日拱一卒，伯克利CS61A，这是我见过最酷炫的Python作业

Github

阶段0 工具方法

Problem 0

Problem 0.1 Using list comprehensions

list comprehension是如下形式的语法：

[<map expression> for <name> in <sequence expression> if <filter expression>]

>>> [x * x for x in range(10) if x % 2 == 0]
[0, 4, 16, 36, 64]

def map_and_filter(s, map_fn, filter_fn):
"""Returns a new list containing the results of calling map_fn on each
element of sequence s for which filter_fn returns a true value.

>>> square = lambda x: x * x
>>> is_odd = lambda x: x % 2 == 1
>>> map_and_filter([1, 2, 3, 4, 5], square, is_odd)
[1, 9, 25]
"""
# BEGIN Question 0
return [map_fn(x) for x in s if filter_fn(x)]
# END Question 0

Problem 0.2: Using min

min函数接收一个list，返回其中最小的元素。但它同样可以接收一个匿名函数key，用来自定义元素的排序。这个匿名函数key只能有一个输入，它会被list中的每一个元素调用，它返回的结果将会用来进行比较。

>>> min([-1, 0, 1]) # no key argument; smallest input
-1
>>> min([-1, 0, 1], key=lambda x: x*x) # input with the smallest square
0

def key_of_min_value(d):
"""Returns the key in a dict d that corresponds to the minimum value of d.

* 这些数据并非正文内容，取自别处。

PR #10207, opened 2023-08-04
[Rules] Small fixes for Bulk Redirects

pedrosousa:
Addresses PCX-7692.


content/rules/url-forwarding/bulk-redirects/faq.md
```diff
@@ -16,6 +16,18 @@ To troubleshoot runtime errors related to Bulk Redirects, refer to [Troubleshoot
 
 In this situation, Cloudflare will use the URL redirect of the first rule that triggers. This will be determined by the order of the Bulk Redirect Rules enabling each Bulk Redirect List in the `http_request_redirect` phase entry point ruleset.
 
+## I get an error when uploading a CSV list of redirects to a list. How can I solve this issue?
```
orium: Not just when uploading a CSV list.  Also, I would add the specific error to this title, since the answer is just for the "limit on the number of URL matching items on the same hostname/path" problem.

orium (approved):

patriciasantaana (approved):

PR #10232, opened 2023-08-07
Laurry gee patch 1

Laurry-gee:


pedrosousa:
Hi @Laurry-gee 
Unless otherwise noted, we only accept external contributions to the documentation itself (the content), not to other files like CODEOWNERS or their backups. I'll close this ticket.

PR #13979, opened 2024-04-11
[Workers] Adds Worker Examples For Python

megaconfidence:
This PR adds several Worker examples for Python and a new Python tab logo

PR #14007, opened 2024-04-14
Tweak ExportedHandler types to improve DX

### LINKED ISSUE #14006: Stop using ExportedHandler for TypeScript examples

There are [tonnes of places](https://github.com/search?q=repo%3Acloudflare%2Fcloudflare-docs%20ExportedHandler&type=code) where `ExportedHandler` is used, but here's  just one example:

- https://developers.cloudflare.com/workers/examples/basic-auth/

`ExportedHandler` results in significantly worsened DX when writing Workers in TypeScript. Instead of errors pointing to a place where the error actually occurs, they highlight the entire function instead, and echo a much more complex error stack back to the user. This makes it significantly harder to figure out where an issue might be occurring within a large worker.

Let's take the worker on the page linked above as an example. I've made one tiny edit in the worker that should be quick to see and resolve. Can you see it?

If I scroll up, you'll see the entire `fetch` declaration is highlighted as an error: 

And the following error:
```
Type '(request: Request<unknown, IncomingRequestCfProperties<unknown>>, env: { PASSWORD: string; }) => Promise<false | Response>' is not assignable to type 'ExportedHandlerFetchHandler<{ PASSWORD: string; }, unknown>'.
  Type 'Promise<false | Response>' is not assignable to type 'Response | Promise<Response>'.
    Type 'Promise<false | Response>' is not assignable to type 'Promise<Response>'.
      Type 'false | Response' is not assignable to type 'Response'.
        Type 'boolean' is not assignable to type 'Response'.
```

So all I know, if I'm proficient enough in TypeScript to parse that error (it's pretty complex), is that _somewhere_ in my function, I'm returning a `boolean` instead of a `Response`.

---

Now let's look at that, with the more traditional syntax of specifying function args:

All of a sudden, I'm now given the _exact_ line the error occurs on, and a much simpler error to parse:
`Type 'boolean' is not assignable to type 'Response'.`

It's a little more verbose syntax, yes, but the DX that users get from it so significantly improved

I think the following PR (at least where it removes the `req, env, ctx` type annotations) should be reverted:

- https://github.com/cloudflare/cloudflare-docs/pull/9891

And then further usage of `ExportedHandler` removed too.

Cherry:
Closes #14006

`ExportedHandler` without an explicit return type results in significantly worsened DX for users, especially when it comes to error handling. Errors are attributed the function as a whole, with IDEs marking the entire function as an issue, instead of the specific line that caused it.

<details>
<summary>Full Example</summary>

Let's take a worker from one of the examples in the docs: https://developers.cloudflare.com/workers/examples/basic-auth/

I've made one tiny edit in the worker that breaks it, but should be quick to see and resolve.

If I scroll up, you'll see the entire `fetch` declaration is highlighted as an error: 

And the following error:
```
Type '(request: Request<unknown, IncomingRequestCfProperties<unknown>>, env: { PASSWORD: string; }) => Promise<false | Response>' is not assignable to type 'ExportedHandlerFetchHandler<{ PASSWORD: string; }, unknown>'.
  Type 'Promise<false | Response>' is not assignable to type 'Response | Promise<Response>'.
    Type 'Promise<false | Response>' is not assignable to type 'Promise<Response>'.
      Type 'false | Response' is not assignable to type 'Response'.
        Type 'boolean' is not assignable to type 'Response'.
```

So all I know, if I'm proficient enough in TypeScript to parse that error (it's pretty complex), is that _somewhere_ in my function, I'm returning a `boolean` instead of a `Response`.

---

Now let's look at that, with the more traditional syntax of specifying function args:

All of a sudden, I'm now given the _exact_ line the error occurs on, and a much simpler error to parse:
`Type 'boolean' is not assignable to type 'Response'.`

It's a little more verbose syntax, yes, but the DX that users get from it so significantly improved

</details>

<details>
<summary>Contrived Example</summary>
Take the following Worker for example:

```ts
export interface Env {}

export default {
		return true;
	},
```

This errors with:
```
Type '(request: Request<unknown, IncomingRequestCfProperties<unknown>>, env: Env, ctx: ExecutionContext) => Promise<boolean>' is not assignable to type 'ExportedHandlerFetchHandler<Env, unknown>'.
  Type 'Promise<boolean>' is not assignable to type 'Response | Promise<Response>'.
    Type 'Promise<boolean>' is not assignable to type 'Promise<Response>'.
      Type 'boolean' is not assignable to type 'Response'.
```

Which again is a pretty complex error that requires reading through, and it ends up highlighting the `fetch` function in vscode as the error:

vs if you use the original setup:
```ts
export interface Env {}

export default {
	async fetch(request: Request, env: Env, ctx: ExecutionContext): Promise<Response> {
		return true;
	},
};
```

The error you get here is so much clearer:
```
Type 'boolean' is not assignable to type 'Response'.
```

And it highlights the actual place in the code where the issue is:

</details>

By explicitly defining a return type on handlers, users are able to get better errors. So overall, this results in slightly more verbose function annotations, but _huge_ DX wins for shorter errors, and accurately highlighted errors to line/column numbers, which vastly outweighs the slightly additional verbosity.

See rest of thread for discussion.


content/workers/examples/cron-trigger.md
```diff
@@ -25,18 +25,18 @@ export default {
 
 ```ts
 export default {
-  async scheduled(event, env, ctx) {
+  async scheduled(controller: ScheduledController, env: unknown, ctx: ExecutionContext) {
```
WalshyDev: we should probably make an empty env and type with that rather than use unknown

content/workers/examples/cache-api.md
```diff
@@ -57,7 +57,7 @@ export default {
 
 ```ts
 export default {
-  async fetch(request, env, ctx) {
+  async fetch(request: Request, env: unknown, ctx: ExecutionContext): Promise<Response> {
```
WalshyDev: same here

content/workers/examples/basic-auth.md
```diff
@@ -177,7 +177,7 @@ function timingSafeEqual(a: string, b: string) {
 }
 
 export default {
-  async fetch(request, env) {
+  async fetch(request: Request, env: { PASSWORD: string }): Promise<Response> {
```
WalshyDev: also would prefer an env interface here, easier to expand for others later too if they copy this.

WalshyDev:
Gave my 2c on Discord already I'm happy with this change but interested to hear from @dario-piotrowicz given the initial PR that launched this.

content/workers/examples/cron-trigger.md
Cherry: Done, thanks!

content/workers/examples/basic-auth.md
Cherry: Done, thanks!

content/workers/examples/cache-api.md
Cherry: Done, thanks!

Cherry:
Thanks @WalshyDev! I've added that, and where appropriate added a better `Env` declaration to these examples such as in some of the R2 ones where it was previously just typed as `any`.

For anyone else reading, the discussion at https://github.com/cloudflare/workers-sdk/pull/5607#issuecomment-2056791696 is a good one to look through. I strongly think the docs should be tailored towards helping new users as much as possible.

dario-piotrowicz:
> Gave my 2c on Discord already I'm happy with this change but interested to hear from @dario-piotrowicz given the initial PR that launched this.

Thanks for pinging me @WalshyDev 🙂

Yeah after having read closely the conversation and out chat and considered the tradeoffs I agree that simpler/more verbose/less robust direct types are much simpler and clear for newcomers.

So I'm also on board with @Cherry's approach 🙂 

I wish it could also have the nice auto completion that `satisfied ExportedHandler` provides but I guess you can't have everything 😅 (well, we could include both but... 😅)

WalshyDev (approved):
Thank you James!
Code lgtm, change lgtm.

kodster28 (approved):
Trusting @WalshyDev / @dario-piotrowicz on the technical accuracy here, all the content pieces lgtm + wanted to unblock so this doesn't go stale.

kodster28:
Updated to fix the small merge conflict introduced by #13979.

At this point, we're just waiting on a review from @penalosa or someone else on the DevProd team.

RamIdeas:
I am in favour of improving DX in such ways but we need to consider future development of the platform and bringing users along with us e.g. https://github.com/cloudflare/workers-sdk/issues/5613 `ScheduledEvent` used to be the first param for the `scheduled()` handler but now there is a `ScheduledController` which is a subset of `ScheduledEvent`.

By not using `satisifes ExportedHandler`, this user didn't know of the change.

Cherry:
> I am in favour of improving DX in such ways but we need to consider future development of the platform and bringing users along with us e.g. [cloudflare/workers-sdk#5613](https://github.com/cloudflare/workers-sdk/issues/5613) `ScheduledEvent` used to be the first param for the `scheduled()` handler but now there is a `ScheduledController` which is a subset of `ScheduledEvent`.
> 
> By not using `satisifes ExportedHandler`, this user didn't know of the change.

I agree that this is the one downside of annotating the function args specifically, but there are _significant_ downsides to using `satisifes ExportedHandler` as previously discussed in this thread.

Those absolutely trump the rare cases where types like this do change in my opinion, which is _extremely_ rare.

Recommending `satisifes ExportedHandler` results in worsened DX in the vast vast majority of cases, _especially_ for new users, and that's what docs and C3 should be optimising for, in my opinion. There's some further discussion in this PR which I would recommend reading for more context: https://github.com/cloudflare/workers-sdk/pull/5607#issuecomment-2059476305

GregBrimble:
I'm kinda liking Dario's (half-joking) suggestion of both... It gives you `env` typing across the whole thing, and also gives decent typescript errors specific to that return value.

```typescript
export default {
	async fetch(request, env): Promise<Response> {
		env // typed
		return true // errors here
	},
} satisfies ExportedHandler<{ MY_BINDING: string }>;
```

We'll possibly/probably be encouraging `WorkerEntrypoint` in the future which has similar problems/solutions, and in fact, needs even the parameters specified:

```typescript
import { WorkerEntrypoint } from "cloudflare:workers";

export default class extends WorkerEntrypoint<{ MY_BINDING: string }> {
	async fetch(request: Request): Promise<Response> {
		this.env // typed
		return true // errors here
	}
}
```

Cherry:
I'm not against both if that's the consensus here. It's a little verbose, but I think it is going to be the best compromise to address everyone's concerns.

Happy to update the PR if that's what everyone would like to see.

penalosa:
I'm been out, so I'm just seeing this now, but it sounds like there's been a lot of useful discussion!

Ultimately, I think this is a tradeoff between DX and correctness, and in my mind correctness should be prioritised here. While `ExportedHandler` doesn't always give the most helpful error messages, it _does_ ensure that your handler actually conforms to the expected interface, as well as providing much better discoverability through typing of additional handlers, and the `env` and `ctx` arguments (which you'd otherwise have to specific manually). For instance, a user unfamiliar with the Cloudflare platform could very easily write something like this:

```js
export default {
	async fetch(
		request,
		env,
		ctx
	) {
		return "Hello World!"
	}
}
```

This would pass typechecking, but would fail at _runtime_ with a cryptic `Error 1101`. If they'd been using `ExportedHandler`, that would fail typechecking with:

```
Type '(request: Request<unknown, IncomingRequestCfProperties<unknown>>, env: Env, ctx: ExecutionContext) => Promise<string>' is not assignable to type 'ExportedHandlerFetchHandler<Env, unknown>'.
  Type 'Promise<string>' is not assignable to type 'Response | Promise<Response>'.
    Type 'Promise<string>' is not assignable to type 'Promise<Response>'.
      Type 'string' is not assignable to type 'Response'.
```

which is moderately cryptic, but not excessively so. 

With a solution like the one proposed in this PR, I could see someone changing the `Promise<Response>` type that `fetch` is annotated with to a `Promise<string>` and expecting that to work.

That's obviously a contrived example, but what `ExportedHandler` gives you is a guarantee that all handlers, arguments, and return types are correctly typed, rather than relying on the user _knowing_ the shape of the API and individually typing each argument and return type correctly. I think having a correctly, reliably typed handler shape provides a better DX than one which relies on the user already knowing the API shape.

However, `satisfies` is a crude tool for the assertion we're trying to make here. We're trying to say that the `fetch` handler has a certain type, and that mismatches from that type should be treated as an error _within_ the body of the handler. Instead, TypeScript is inferring a _different_ type for the fetch handler, which then doesn't match the `satisfies` constraint. I think the best solution here to improve error DX is to use that extra information we have to give the TypeScript compiler some help, and explicitly annotate the return type of the `fetch` handler.

Cherry:
> which is moderately cryptic, but not excessively so.

I would argue that this is much more than just moderately cryptic, especially if the function body is tens or hundreds of lines long, and especially if folks are new to TypeScript.

However, I do ultimately agree with your conclusion:
> I think the best solution here to improve error DX is to use that extra information we have to give the TypeScript compiler some help, and explicitly annotate the return type of the fetch handler.

So handlers in the docs would end up looking something like:
```ts
export default {
		return true 
	},
```

If everyone is in agreement, I'm happy to update this PR to conform to that.

Cherry:
I've updated this now to match the agreed syntax. Let me know if anyone wants any further changes!

kodster28:
Checked with @penalosa, @WalshyDev, and @GregBrimble and this is good to go.

Thanks for the submission, @Cherry!

PR #14021, opened 2024-04-15
turnstile: fix refresh timed-out heading

Le0Developer:
The heading is currently a h1 instead of a h2.
This causes the heading to not appear in the navbar and is just plain wrong.

https://developers.cloudflare.com/turnstile/get-started/client-side-rendering/#refresh-a-timed-out-widget


pedrosousa:
Thanks, @Le0Developer, but this was already fixed in #14039.

PR #14029, opened 2024-04-15
Release-Apr-15-2024: Releasing 9 detections

vs-mg:
Release-Apr-15-2024: Releasing 9 detections

### DIFF
--- a/data/changelogs/waf.yaml
+++ b/data/changelogs/waf.yaml
@@ -2,11 +2,14 @@
 link: "/waf/change-log/"
 productName: WAF
 entries:
-- publish_date: '2024-04-02'
-  scheduled_date: '2024-04-08'
+- publish_date: '2024-04-15'
+  scheduled_date: '2024-04-22'
   individual_page: true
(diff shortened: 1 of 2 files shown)


data/changelogs/waf.yaml
```diff
@@ -2,11 +2,14 @@
 link: "/waf/change-log/"
 productName: WAF
 entries:
-- publish_date: '2024-04-02'
-  scheduled_date: '2024-04-08'
+- publish_date: '2024-04-15'
```
kodster28: You'd actually want to keep these values what they were before. Otherwise, it'll seem like there are new scheduled changes that are coming out.

https://release-apr-15-2024.cloudflare-docs-7ou.pages.dev/waf/change-log/index.xml

Screenshot 2024-04-15 at 12 29 40 PM

vs-mg: Absolutely. Reverting them now.

pedrosousa (approved):

PR #14047, opened 2024-04-16
[Workers] Remove page which is now redirected

pedrosousa:
The [page being deleted](https://github.com/cloudflare/cloudflare-docs/blob/a78ef5684a01e8617ac5f039b7a27ea49b68eaba/content/workers/configuration/bindings/_index.md) has an [external link](https://github.com/cloudflare/cloudflare-docs/blob/a78ef5684a01e8617ac5f039b7a27ea49b68eaba/content/workers/configuration/bindings.md) on the same path, which makes in unreachable.

Due to the double function associated with the same path (actual page with content and external link), sometimes we get errors in the link checker, depending on which file Hugo parses and builds first (the external link or the unreachable page).

Also had to fix 70+ links, sometimes removing the anchor part of the target URL because the target section no longer exists.

This issue had already been identified in https://github.com/cloudflare/cloudflare-docs/pull/13252/files#r1555961030.


marciocloudflare (approved):

content/workers/wrangler/api.md
```diff
@@ -345,19 +345,19 @@ The bindings supported by `getPlatformProxy` are:
 
  * [Environment variables](/workers/configuration/environment-variables/)
 
- * [Service bindings](/workers/configuration/bindings/#service-bindings)
```
pedrosousa, line 348: Used the same links as in the [Bindings (env)](https://developers.cloudflare.com/workers/runtime-apis/bindings/) page.

PR #14076, opened 2024-04-17
[Vectorize] Rename Configuration into Best Practices

Maddy-Cloudflare:


content/_redirects
pedrosousa, line 1: You're missing redirects for all child pages of `/vectorize/configuration/*` which were moved:
* `/vectorize/configuration/create-indexes/`
* `/vectorize/configuration/insert-vectors/`
* `/vectorize/configuration/query-vectors/`

You could create a dynamic redirect addressing all these three pages at once. Such a redirect entry needs to appear after all static redirects (i.e., all the ones without a wildcard in the source URL):

```
/vectorize/configuration/* /vectorize/best-practices/:splat 301
```

You can also add three static redirects near the one you added already, one for each relocated page.

pedrosousa (approved):

vy-ton (approved):

PR #14087, opened 2024-04-17
[Rules] Update edit-expressions.md

luishcardoso:
We'll benefit from publicly documenting how the Expression Builder takes care of any necessary escaping in the final expression. SPM-2353


pedrosousa:
This was addressed in a separate PR: #14412.

PR #14116, opened 2024-04-18
[Docs] Use `rule-id` shortcode for most rule/ruleset IDs

pedrosousa:
Also includes some minor formatting changes.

>>> letters = {'a': 6, 'b': 5, 'c': 4, 'd': 5}
>>> min(letters)
'a'
>>> key_of_min_value(letters)
'c'
"""
# BEGIN Question 0
return min(d, key=lambda x: d[x])
# END Question 0

Problem 1

def mean(s):
"""Returns the arithmetic mean of a sequence of numbers s.

>>> mean([-1, 3])
1.0
>>> mean([0, -3, 2, -1])
-0.5
"""
# BEGIN Question 1
assert len(s) > 0, 'empty list'
return sum(s) / len(s)
# END Question 1

阶段1 数据抽象

Problem 2

• make_restaurant函数: 返回一个餐馆，它由5个字段组成:

• name (a string)

• location (a list containing latitude and longitude)

• categories (a list of strings)

• price (a number)

• reviews (a list of review data abstractions created by make_review)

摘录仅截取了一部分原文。